Tired of Rewatching 2-Hour Meetings Just to Write the Summary? There's a Better Way

If you've ever spent 45 minutes rewatching a meeting you already sat through, you know exactly how painful the after-meeting workflow gets. You're scrubbing through timestamps trying to find the moment someone approved the architecture change. You're pulling up your own notes, which are incomplete because you were actually paying attention to the conversation. You're trying to remember which diagram was on the screen when the team decided to drop the legacy API.

For engineering leads and technical project managers, this is a real cost. Not an inconvenience. An actual drain on hours that should go toward shipping work.

Why Meeting Follow-Up Takes So Long

The core problem isn't that meetings are long. It's that the people who need the information weren't in the room, and the people who were in the room have to reconstruct everything from scratch afterward.

Writing meeting minutes by hand means you're doing four jobs at once: transcribing, summarizing, organizing by topic, and identifying action items.

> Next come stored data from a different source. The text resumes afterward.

PR #795, opened 2019-04-17
support extended resource for kube-batch

wackxu:
@k82cn 

**Release note**:

```release-note
support extended resource for kube-batch
```

### DIFF
--- a/pkg/scheduler/api/resource_info.go
+++ b/pkg/scheduler/api/resource_info.go
@@ -21,20 +21,24 @@ import (
 	"math"
 
 	"k8s.io/api/core/v1"
+	v1helper "k8s.io/kubernetes/pkg/apis/core/v1/helper"
 )
 
 // Resource struct defines all the resource type
 type Resource struct {
 	MilliCPU float64
 	Memory   float64
-	MilliGPU float64
+
+	// ScalarResources
+	ScalarResources map[v1.ResourceName]float64
+
 	// MaxTaskNum is only used by predicates; it should NOT
 	// be accounted in other operators, e.g. Add.
 	MaxTaskNum int
 }
 
 const (
-	//GPUResourceName need to follow https://github.com/NVIDIA/k8s-device-plugin/blob/66a35b71ac4b5cbfb04714678b548bd77e5ba719/server.go#L20
+	// GPUResourceName need to follow https://github.com/NVIDIA/k8s-device-plugin/blob/66a35b71ac4b5cbfb04714678b548bd77e5ba719/server.go#L20
 	GPUResourceName = "nvidia.com/gpu"
 )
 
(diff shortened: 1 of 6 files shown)


TommyLike:
This patch needs a rebase since the change of repo name

pkg/scheduler/api/resource_info.go
```diff
@@ -88,18 +111,27 @@ func (r *Resource) IsZero(rn v1.ResourceName) bool {
...
 		return r.Memory < minMemory
-	case GPUResourceName:
-		return r.MilliGPU < minMilliGPU
 	default:
-		panic("unknown resource")
+		if r.ScalarResources == nil {
+			return true
+		}
+
+		return r.ScalarResources[rn] < minMilliScalarResources
```
k82cn, line 123: check whether `rn` is valid.

k82cn:
please add some test for that.

pkg/scheduler/plugins/proportion/proportion.go
```diff
@@ -232,7 +232,7 @@ func (pp *proportionPlugin) updateShare(attr *queueAttr) {
 	res := float64(0)
 
 	// TODO(k82cn): how to handle fragment issues?
-	for _, rn := range api.ResourceNames() {
+	for _, rn := range attr.allocated.ResourceNames() {
```
hex108: `attr.allocated`'s extended resource is initialed to nil, so its `ResourceNames()`  will not contain extended resource?

pkg/scheduler/plugins/drf/drf.go
```diff
@@ -160,7 +160,7 @@ func (drf *drfPlugin) updateShare(attr *drfAttr) {
 
 func (drf *drfPlugin) calculateShare(allocated, totalResource *api.Resource) float64 {
 	res := float64(0)
-	for _, rn := range api.ResourceNames() {
+	for _, rn := range allocated.ResourceNames() {
```
hex108: Might it be better to use `totalResource` because `allocated`'s `ScalarResources` perhaps is nil?

wackxu: Thanks for your review, updated

pkg/scheduler/plugins/proportion/proportion.go
wackxu: update to use attr.deserved

pkg/scheduler/api/resource_info.go
wackxu: Done

wackxu:
Add some UT, @k82cn @hex108 @TommyLike PTAL

hex108:
/lgtm

Thanks!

Then if you want to brief your wider team, you also have to build a deck, screenshot the relevant diagrams or code from the recording, and write explanations for people who missed the context.

A lot of teams skip most of that. They forward the raw recording and say "watch from 22:00 to 41:00." But nobody does. The information just dies there.

What Actually Needs to Happen After a Technical Meeting

Think about what your teammates actually need to get value from a meeting they didn't attend. They need to know what was decided, not just what was discussed. They need to see the architecture diagram that was on the screen when that decision was made. They need enough context to act on their action items without asking you to explain everything again in Slack.

That's a structured briefing. And building it manually from a recording takes time most people don't have.

There are a few ways teams try to solve this. Some use transcription tools like Otter.ai or Fireflies, which give you a wall of text that still needs to be edited into something readable. Some use notetakers that join your call live, which only works if you're running the meeting through a supported video platform. Neither of these gets you a shareable deck with the actual slides and diagrams from the meeting embedded.

How BriefCast Handles This End to End

BriefCast takes a different approach. You upload the recording after the meeting, whether that's an MP4, a WebM, an MOV, or even an audio file, and it handles the rest automatically.

For a one-hour recording, processing finishes in about five minutes. The system extracts a full transcript with speaker labels, identifies the major topics discussed, pulls screen-shared frames at the moments where the visual content changes (new slide, diagram, code on screen), and uses all of that to generate two things: structured meeting minutes and a downloadable PowerPoint deck.

The minutes aren't a transcript dump. They're organized into actual sections: a summary, topics by subject, decisions made, action items with owners, and technical discussion points that link back to timestamps in the original recording. You can click any section and jump to that moment in the audio or video player.

The deck is built for briefing people who weren't there. Each technical topic gets its own slides with a plain-language explanation of what was discussed and why it matters, plus the actual screen snapshot from that moment in the meeting embedded in the slide. You can preview it in-browser before downloading, and the file opens in PowerPoint, Google Slides, and Keynote.

Who This Is Actually Built For

BriefCast is aimed at engineering team leads and technical project managers who are running three to five technical meetings a week and need to keep a larger team informed afterward. If you're regularly the person who has to translate a two-hour architecture review into something your team can act on, this is built for your workflow.

The free tier covers five meetings a month with recordings up to one hour, which is enough to run the full workflow start to finish and see the output quality before committing to anything. The Pro plan is $19 a month and removes the limits on meeting count, recording length, and deck downloads, and adds custom templates so the deck can carry your company's branding.

The Math Is Straightforward

If four people spend two hours each catching up after a technical meeting, that's eight person-hours per meeting. At a modest loaded cost of $25 per hour, that's $200 in productivity per meeting. For a team running four technical meetings a month, you're looking at $800 a month in time spent on post-meeting work.

Cutting that down even by half pays for the tool many times over.

FAQ

Does BriefCast work with audio-only files? Yes. If you upload an MP3, WAV, or M4A file, BriefCast skips frame extraction and generates text-based minutes and a deck with structured bullet-point slides instead of screen snapshots.

How accurate is the transcription? Transcription quality depends on audio quality. BriefCast will flag sections where audio was unclear and prompt you to review them. You can edit any part of the minutes inline after generation.

Can I rename speaker labels? Yes. The system labels speakers automatically (Speaker 1, Speaker 2, etc.) and you can rename them to actual names. The change propagates through the entire minutes document.

What happens if my recording is longer than one hour on the free plan? The free tier supports recordings up to one hour and files up to 500MB. Recordings over those limits require a Pro plan upgrade.

Does the deck work in Google Slides? Yes. The downloaded .pptx file opens correctly in PowerPoint, Google Slides, and Keynote.

Can I customize the deck template? Template customization, including company logo, brand colors, and layout preferences, is available on the Pro plan.